Riders take risks while striving for success on ‘Odysseo’ stage

A Cavalia rider performs during the “Odysseo” media preview in February at Marymoor Park.  - Andy Nystrom / Reporter
A Cavalia rider performs during the “Odysseo” media preview in February at Marymoor Park.
— image credit: Andy Nystrom / Reporter

In a rare occurrence earlier this month, according to Cavalia public-relations director Eric Paquette, an “Odysseo” trick rider lost her balance and fell off her horse during a Sunday matinee performance at Marymoor Park.

Rider Mathilde Fraysse was transported to a local hospital and didn’t sustain any injuries, said Catherine Major, Cavalia’s local press representative.

As of last week, Fraysse was back on site, but not back in the show.

“She’s a little bit sore. It was nothing dramatic,” Paquette said over the phone from Dubai, where another Cavalia show was about to open. “Odysseo,” an equestrian and performing arts show that features an array of acrobats, will run at Marymoor through April 6.

Fraysse’s horse, Greco — a Spanish Purebred — was also uninjured during the March 9 performance, and Paquette noted the horse and rider were interacting soon after the accident in the Marymoor stables and paddocks.

“I’ve been talking to a lot of riders in my years here and I’ve heard the same thing over and over is that ‘without the relationship with the horse, without the trust with each other, we would not even go on stage together,’” Paquette said. Fraysse and other Cavalia riders were not available for interviews because they were involved in training for the show.

Paquette noted that during Cavalia shows, there are first responders on site and there’s always a physiotherapist present during shows and training. He said he was proud of the way everyone handled Fraysse’s accident in a smooth and professional manner.

“It’s never easy because it’s someone that we know, someone that we love,” he said.

Cavalia officials and performers can’t control everything that goes on during the shows, but Paquette said they inspect every area of the dirt stage before any activity commences under the White Big Top.

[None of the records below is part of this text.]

PR #171, opened 2016-09-21
Admin default topics

robbiecarlton:


robbiecarlton:
@levity - will you take a look at this, see what you think.

levity:
... s/def/is_default/ ? :)

api/controllers/CommunityController.js
```diff
@@ -11,7 +11,7 @@ const welcomeMessage = 'Thank you for joining us here at Hylo. ' +
 
 module.exports = {
   find: function (req, res) {
-    Community
+    return Community
```
levity: why did you modify Community.find? as far as i can tell it's no longer used by the front-end

levity:
:cool:

PR #175, opened 2016-10-05
Feature/direct.messages

levity:
Continuation of #174

### DIFF
--- a/api/services/Search.js
+++ b/api/services/Search.js
@@ -69,9 +69,9 @@ module.exports = {
 
       if (!opts.type || opts.type === 'all') {
         qb.where(function () {
-          this.where('post.type', '!=', 'welcome')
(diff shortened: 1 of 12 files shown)


levity:
Hey @Connoropolous, re linter warnings: Robbie and I are using Atom and the atom-linter and linter-js-standard plugins. I imagine there's a vi equivalent, although if you wanted to switch to Atom that would be cool too.

api/services/Search.js
```diff
@@ -69,9 +69,9 @@ module.exports = {
 
       if (!opts.type || opts.type === 'all') {
         qb.where(function () {
-          this.where('post.type', '!=', 'welcome')
+          this.where('post.type', 'not in', ['welcome', Post.Type.THREAD])
```
levity: @Connoropolous this one's a common SQL gotcha -- if `post.type` is `null`, then `post.type != "thread"` is false.

PR #372, opened 2017-11-18
DEV-140 -- Eliminate generation of duplicate entries to networks_posts on post creation

lorenjohnson:
** Includes migration to remove duplicates from ``networks_posts``


migrations/20171117161044_delete_networks_posts_dupes.js
```diff
@@ -0,0 +1,15 @@
+exports.up = knex => knex.raw(`
+  DELETE FROM networks_posts
+  WHERE id IN (
+    SELECT id
+    FROM (
+      SELECT
+        id,
+        ROW_NUMBER() OVER(PARTITION BY network_id, post_id ORDER BY id ) AS row_num
```
levity: 🆒

lorenjohnson: Indeed. This was like the bug fix that epitomizes what I THINK most bug fixes are going to be but often aren't 👍

PR #375, opened 2017-11-29
Mbl 81/socket redis testing

richchurcher:


richchurcher:
Investigating the redis thing on Circle.

richchurcher:
Ok @levity I think we're all working now...

circle.yml
```diff
@@ -1,6 +1,10 @@
 machine:
+  environment:
+    REDIS_URL: redis://0.0.0.0:6379/1
   node:
     version: 8.6.0
+  services:
+    - redis
```
levity: well isn't that pleasingly simple.

richchurcher: I know! If we didn't require a host in the Node source, I doubt I would even have had to provide an environment variable.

“We’ve been really lucky over the course of the history of Cavalia that no major injuries ever happened, but at the same time it’s very unpredictable,” Paquette added. “When you work with animals, it has the element of unpredictability. There’s a lot of room for improvisation. Because you work with horses, you never know how they’re going to react. They’re animals, they have a mind of their own, they have their own personality. Some of them are more patient, some of them are not as patient.”

In January 2012, “Cavalia: A Magical Encounter Between Man and Horse” opened at Marymoor Park.

Rider Fairland Ferguson noted in a Reporter story that “trick riding is very technical.”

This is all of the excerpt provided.